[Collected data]

* * *

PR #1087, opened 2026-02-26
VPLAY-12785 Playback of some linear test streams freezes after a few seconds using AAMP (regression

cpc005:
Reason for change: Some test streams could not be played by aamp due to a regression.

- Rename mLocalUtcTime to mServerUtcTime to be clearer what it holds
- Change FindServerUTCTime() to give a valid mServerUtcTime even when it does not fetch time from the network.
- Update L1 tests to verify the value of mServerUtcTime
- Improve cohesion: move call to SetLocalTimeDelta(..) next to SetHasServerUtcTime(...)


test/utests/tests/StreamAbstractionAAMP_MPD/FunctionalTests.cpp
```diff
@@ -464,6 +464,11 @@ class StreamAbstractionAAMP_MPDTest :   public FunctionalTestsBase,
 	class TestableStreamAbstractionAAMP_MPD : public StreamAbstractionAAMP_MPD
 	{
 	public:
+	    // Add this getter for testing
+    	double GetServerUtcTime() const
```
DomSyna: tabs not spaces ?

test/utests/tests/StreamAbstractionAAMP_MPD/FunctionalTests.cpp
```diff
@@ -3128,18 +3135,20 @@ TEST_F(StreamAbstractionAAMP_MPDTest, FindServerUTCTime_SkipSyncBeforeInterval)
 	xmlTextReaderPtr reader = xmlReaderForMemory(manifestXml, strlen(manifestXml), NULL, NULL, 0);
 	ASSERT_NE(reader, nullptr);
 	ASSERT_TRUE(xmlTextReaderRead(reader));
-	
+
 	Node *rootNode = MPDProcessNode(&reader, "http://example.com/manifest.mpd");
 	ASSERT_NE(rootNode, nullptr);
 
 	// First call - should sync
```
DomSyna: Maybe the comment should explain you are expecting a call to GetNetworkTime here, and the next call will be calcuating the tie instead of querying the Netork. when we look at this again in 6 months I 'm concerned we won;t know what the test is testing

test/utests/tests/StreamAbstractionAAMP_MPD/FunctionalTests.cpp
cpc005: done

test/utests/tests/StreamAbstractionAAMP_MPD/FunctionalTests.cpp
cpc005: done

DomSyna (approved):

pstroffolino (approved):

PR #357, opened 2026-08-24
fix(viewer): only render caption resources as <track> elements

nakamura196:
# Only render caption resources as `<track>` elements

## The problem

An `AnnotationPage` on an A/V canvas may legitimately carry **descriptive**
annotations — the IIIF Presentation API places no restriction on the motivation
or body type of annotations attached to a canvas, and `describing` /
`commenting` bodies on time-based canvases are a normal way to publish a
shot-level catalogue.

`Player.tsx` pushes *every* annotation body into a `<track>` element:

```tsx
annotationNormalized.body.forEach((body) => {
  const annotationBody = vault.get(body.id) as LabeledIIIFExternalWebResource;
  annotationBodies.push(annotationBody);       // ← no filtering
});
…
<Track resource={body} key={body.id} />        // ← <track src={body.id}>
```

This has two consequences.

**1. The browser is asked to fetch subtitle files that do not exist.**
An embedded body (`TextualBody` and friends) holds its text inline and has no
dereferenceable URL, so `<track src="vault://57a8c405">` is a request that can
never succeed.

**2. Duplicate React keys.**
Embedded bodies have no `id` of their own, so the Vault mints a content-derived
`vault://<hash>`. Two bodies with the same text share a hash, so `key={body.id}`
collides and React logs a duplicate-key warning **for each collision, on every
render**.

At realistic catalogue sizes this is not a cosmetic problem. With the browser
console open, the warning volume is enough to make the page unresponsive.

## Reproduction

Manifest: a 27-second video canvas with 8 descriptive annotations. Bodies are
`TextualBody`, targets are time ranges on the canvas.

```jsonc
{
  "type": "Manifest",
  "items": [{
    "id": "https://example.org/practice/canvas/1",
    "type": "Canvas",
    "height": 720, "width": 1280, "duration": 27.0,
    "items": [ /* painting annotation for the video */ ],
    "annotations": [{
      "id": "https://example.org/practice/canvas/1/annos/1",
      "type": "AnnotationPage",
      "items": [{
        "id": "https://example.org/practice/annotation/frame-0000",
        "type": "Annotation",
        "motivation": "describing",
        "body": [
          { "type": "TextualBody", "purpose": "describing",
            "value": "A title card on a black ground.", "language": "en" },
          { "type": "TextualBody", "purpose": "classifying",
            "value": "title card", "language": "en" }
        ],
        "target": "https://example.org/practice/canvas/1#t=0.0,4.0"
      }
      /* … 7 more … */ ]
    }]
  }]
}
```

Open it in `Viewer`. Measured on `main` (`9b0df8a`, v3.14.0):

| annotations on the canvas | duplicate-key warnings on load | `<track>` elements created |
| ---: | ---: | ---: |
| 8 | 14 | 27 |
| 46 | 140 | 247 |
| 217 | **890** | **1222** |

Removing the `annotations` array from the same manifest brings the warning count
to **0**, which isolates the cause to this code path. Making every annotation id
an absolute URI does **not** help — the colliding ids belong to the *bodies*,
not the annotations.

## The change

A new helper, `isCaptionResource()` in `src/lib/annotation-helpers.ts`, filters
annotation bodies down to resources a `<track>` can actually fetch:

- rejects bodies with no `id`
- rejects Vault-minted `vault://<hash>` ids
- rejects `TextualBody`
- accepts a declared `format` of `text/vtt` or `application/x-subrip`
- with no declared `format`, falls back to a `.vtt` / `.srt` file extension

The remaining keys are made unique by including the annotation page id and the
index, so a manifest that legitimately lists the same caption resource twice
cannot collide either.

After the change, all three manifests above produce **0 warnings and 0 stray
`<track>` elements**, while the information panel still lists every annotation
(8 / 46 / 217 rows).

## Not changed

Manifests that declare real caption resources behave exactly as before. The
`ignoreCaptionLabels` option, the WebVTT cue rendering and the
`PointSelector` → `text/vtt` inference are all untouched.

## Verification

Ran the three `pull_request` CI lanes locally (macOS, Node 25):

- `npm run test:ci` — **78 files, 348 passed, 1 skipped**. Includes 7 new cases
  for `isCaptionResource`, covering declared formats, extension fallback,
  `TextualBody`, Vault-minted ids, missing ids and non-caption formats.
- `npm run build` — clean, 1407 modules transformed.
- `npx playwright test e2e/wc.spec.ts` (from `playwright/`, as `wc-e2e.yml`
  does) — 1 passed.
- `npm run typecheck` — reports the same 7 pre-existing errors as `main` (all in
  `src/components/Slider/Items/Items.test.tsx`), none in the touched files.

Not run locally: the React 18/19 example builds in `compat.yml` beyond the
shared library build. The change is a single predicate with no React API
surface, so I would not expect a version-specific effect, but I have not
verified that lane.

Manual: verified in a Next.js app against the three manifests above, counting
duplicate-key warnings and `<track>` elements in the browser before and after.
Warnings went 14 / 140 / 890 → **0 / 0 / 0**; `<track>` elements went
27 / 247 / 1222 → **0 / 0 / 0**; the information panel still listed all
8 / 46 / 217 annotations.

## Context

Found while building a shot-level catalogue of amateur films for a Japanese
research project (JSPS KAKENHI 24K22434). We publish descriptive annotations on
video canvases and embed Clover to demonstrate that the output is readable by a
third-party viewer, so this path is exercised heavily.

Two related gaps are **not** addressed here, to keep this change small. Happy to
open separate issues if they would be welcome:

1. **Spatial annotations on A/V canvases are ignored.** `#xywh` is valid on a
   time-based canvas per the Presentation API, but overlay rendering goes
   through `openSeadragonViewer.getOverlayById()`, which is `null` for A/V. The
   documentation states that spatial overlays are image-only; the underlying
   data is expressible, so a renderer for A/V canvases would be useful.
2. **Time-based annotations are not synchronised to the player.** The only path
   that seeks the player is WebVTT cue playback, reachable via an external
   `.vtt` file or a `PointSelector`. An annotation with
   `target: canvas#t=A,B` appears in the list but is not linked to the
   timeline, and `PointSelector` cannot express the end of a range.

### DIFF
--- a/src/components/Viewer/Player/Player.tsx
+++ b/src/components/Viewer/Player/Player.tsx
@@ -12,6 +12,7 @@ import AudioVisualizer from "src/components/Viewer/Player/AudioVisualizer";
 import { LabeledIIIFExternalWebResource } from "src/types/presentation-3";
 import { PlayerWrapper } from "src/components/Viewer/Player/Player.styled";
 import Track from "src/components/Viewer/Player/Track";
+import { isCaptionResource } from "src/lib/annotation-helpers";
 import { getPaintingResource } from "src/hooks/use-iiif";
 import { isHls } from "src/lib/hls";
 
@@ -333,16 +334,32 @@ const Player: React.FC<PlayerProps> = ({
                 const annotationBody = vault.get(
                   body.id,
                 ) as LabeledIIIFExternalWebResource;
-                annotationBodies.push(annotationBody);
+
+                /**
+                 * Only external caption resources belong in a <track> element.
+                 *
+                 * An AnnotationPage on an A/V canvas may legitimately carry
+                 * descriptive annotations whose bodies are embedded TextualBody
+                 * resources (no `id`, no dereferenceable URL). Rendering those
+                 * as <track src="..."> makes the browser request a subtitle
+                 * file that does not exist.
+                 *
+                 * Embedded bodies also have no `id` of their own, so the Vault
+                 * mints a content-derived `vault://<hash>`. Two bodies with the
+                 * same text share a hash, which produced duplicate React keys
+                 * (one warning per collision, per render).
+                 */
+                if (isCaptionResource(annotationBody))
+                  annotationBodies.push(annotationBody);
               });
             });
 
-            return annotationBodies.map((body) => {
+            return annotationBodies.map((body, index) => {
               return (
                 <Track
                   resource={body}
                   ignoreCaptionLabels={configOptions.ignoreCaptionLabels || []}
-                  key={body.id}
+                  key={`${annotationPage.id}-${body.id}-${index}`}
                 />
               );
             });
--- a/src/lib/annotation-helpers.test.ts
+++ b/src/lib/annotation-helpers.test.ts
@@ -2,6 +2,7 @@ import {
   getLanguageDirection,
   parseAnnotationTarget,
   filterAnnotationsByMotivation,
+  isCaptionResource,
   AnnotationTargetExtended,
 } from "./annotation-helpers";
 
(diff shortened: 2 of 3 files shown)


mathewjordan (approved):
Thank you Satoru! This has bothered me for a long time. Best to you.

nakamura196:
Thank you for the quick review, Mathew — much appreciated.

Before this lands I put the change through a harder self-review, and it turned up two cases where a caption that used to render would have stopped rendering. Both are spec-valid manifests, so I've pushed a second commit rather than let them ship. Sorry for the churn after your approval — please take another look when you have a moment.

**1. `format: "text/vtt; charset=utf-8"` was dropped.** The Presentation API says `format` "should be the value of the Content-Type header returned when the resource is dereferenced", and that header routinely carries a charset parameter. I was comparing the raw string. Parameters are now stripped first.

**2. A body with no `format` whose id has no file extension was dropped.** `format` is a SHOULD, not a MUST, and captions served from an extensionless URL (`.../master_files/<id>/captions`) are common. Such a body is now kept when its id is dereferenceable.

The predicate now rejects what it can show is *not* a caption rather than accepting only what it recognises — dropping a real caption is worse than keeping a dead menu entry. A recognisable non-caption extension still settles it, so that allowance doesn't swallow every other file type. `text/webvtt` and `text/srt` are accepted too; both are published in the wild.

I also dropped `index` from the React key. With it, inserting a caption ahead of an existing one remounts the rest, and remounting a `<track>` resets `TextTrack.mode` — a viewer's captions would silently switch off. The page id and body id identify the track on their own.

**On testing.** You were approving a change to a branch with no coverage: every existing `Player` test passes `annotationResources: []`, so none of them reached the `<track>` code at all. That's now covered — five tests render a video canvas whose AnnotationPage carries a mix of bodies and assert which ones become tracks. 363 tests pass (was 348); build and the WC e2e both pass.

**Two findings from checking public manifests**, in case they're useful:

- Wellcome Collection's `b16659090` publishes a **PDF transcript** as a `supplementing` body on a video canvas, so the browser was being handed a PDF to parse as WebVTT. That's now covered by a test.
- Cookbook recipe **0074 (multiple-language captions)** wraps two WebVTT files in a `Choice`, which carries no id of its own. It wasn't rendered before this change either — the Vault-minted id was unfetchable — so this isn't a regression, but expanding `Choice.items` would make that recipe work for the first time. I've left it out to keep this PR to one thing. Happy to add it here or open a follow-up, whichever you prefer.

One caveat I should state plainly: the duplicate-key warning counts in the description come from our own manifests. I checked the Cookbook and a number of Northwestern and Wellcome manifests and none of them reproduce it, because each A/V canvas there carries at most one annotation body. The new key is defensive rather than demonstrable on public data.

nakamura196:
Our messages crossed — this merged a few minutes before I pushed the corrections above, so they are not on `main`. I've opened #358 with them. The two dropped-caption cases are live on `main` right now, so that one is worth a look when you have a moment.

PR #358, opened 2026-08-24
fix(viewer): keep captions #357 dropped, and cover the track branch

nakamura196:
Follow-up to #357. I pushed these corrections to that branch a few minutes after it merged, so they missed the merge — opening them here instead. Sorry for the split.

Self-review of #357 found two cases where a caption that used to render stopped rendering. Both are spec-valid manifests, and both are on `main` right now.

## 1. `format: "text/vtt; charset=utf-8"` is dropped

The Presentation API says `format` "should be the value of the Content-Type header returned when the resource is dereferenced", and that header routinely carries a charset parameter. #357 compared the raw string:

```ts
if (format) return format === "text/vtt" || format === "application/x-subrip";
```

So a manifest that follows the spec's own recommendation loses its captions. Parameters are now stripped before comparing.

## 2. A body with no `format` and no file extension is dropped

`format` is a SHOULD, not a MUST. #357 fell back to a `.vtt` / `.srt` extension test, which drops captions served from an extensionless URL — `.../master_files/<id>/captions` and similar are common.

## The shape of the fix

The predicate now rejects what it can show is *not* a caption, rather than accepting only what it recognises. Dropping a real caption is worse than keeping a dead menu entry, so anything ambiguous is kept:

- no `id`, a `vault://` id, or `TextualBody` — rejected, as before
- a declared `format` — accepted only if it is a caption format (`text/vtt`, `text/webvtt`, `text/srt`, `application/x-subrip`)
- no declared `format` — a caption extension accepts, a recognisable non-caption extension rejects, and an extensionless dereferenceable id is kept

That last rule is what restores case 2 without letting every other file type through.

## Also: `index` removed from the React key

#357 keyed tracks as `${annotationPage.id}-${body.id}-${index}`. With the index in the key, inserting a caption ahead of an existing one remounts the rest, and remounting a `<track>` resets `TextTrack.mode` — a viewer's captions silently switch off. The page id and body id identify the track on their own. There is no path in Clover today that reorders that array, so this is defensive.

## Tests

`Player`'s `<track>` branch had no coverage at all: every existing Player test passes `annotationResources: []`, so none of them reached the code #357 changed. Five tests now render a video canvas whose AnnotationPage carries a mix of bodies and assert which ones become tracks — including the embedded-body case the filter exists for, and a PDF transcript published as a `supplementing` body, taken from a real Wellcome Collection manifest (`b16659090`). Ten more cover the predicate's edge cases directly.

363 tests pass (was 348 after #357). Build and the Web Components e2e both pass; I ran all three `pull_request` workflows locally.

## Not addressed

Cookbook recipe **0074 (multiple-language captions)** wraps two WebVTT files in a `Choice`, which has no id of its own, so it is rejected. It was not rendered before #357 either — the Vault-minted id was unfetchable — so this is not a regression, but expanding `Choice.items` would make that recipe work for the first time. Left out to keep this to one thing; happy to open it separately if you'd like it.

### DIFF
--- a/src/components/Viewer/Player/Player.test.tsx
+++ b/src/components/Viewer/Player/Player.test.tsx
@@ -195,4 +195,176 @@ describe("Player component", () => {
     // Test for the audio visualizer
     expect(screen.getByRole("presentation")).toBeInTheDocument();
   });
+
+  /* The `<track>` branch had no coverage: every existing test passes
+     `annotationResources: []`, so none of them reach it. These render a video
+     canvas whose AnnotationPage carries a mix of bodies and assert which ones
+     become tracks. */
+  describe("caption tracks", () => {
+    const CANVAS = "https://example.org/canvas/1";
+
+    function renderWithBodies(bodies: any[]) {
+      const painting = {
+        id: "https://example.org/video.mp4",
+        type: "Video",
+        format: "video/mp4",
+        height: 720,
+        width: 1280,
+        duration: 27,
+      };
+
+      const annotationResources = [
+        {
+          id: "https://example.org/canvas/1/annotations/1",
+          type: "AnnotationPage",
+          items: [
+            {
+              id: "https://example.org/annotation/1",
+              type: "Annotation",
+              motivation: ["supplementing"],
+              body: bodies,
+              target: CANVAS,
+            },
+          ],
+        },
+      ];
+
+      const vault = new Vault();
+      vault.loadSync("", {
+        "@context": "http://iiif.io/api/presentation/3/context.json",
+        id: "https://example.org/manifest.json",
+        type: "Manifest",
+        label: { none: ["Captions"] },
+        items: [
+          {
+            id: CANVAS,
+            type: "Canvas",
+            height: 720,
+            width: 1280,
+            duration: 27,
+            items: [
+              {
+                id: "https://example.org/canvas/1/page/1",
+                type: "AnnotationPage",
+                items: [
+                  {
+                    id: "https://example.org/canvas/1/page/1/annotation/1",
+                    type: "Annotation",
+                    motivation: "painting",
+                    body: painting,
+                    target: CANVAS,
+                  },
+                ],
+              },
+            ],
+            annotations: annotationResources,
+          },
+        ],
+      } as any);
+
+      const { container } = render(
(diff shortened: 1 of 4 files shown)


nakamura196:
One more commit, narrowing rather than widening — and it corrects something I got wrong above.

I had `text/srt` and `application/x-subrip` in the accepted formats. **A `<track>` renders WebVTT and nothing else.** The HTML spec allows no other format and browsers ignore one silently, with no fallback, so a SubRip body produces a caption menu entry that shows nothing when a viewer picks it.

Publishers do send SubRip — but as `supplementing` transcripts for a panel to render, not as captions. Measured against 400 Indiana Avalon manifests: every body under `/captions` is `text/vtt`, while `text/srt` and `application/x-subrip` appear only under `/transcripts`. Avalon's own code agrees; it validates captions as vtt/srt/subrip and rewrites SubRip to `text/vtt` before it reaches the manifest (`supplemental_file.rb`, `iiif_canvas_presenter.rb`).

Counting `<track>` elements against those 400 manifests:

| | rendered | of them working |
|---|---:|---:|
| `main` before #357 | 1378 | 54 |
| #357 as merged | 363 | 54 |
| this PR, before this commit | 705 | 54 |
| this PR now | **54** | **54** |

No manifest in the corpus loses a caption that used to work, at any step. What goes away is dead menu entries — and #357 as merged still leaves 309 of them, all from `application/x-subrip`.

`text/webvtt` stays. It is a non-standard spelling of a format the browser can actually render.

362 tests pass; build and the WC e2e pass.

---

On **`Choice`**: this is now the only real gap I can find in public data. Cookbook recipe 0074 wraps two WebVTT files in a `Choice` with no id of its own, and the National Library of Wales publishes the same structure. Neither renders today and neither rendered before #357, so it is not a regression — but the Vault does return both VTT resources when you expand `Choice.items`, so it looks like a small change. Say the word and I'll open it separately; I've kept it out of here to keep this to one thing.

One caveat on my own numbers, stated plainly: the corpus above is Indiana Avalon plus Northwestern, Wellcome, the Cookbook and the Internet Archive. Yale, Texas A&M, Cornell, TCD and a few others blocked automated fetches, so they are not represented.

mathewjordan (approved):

* * *

Problem requirements: Lines to set down from above: the line with "DomSyna: Maybe the", the line with "to publish a", and every line between, each exactly as written.

The answer:
DomSyna: Maybe the comment should explain you are expecting a call to GetNetworkTime here, and the next call will be calcuating the tie instead of querying the Netork. when we look at this again in 6 months I 'm concerned we won;t know what the test is testing

test/utests/tests/StreamAbstractionAAMP_MPD/FunctionalTests.cpp
cpc005: done

test/utests/tests/StreamAbstractionAAMP_MPD/FunctionalTests.cpp
cpc005: done

DomSyna (approved):

pstroffolino (approved):

PR #357, opened 2026-08-24
fix(viewer): only render caption resources as <track> elements

nakamura196:
# Only render caption resources as `<track>` elements

## The problem

An `AnnotationPage` on an A/V canvas may legitimately carry **descriptive**
annotations — the IIIF Presentation API places no restriction on the motivation
or body type of annotations attached to a canvas, and `describing` /
`commenting` bodies on time-based canvases are a normal way to publish a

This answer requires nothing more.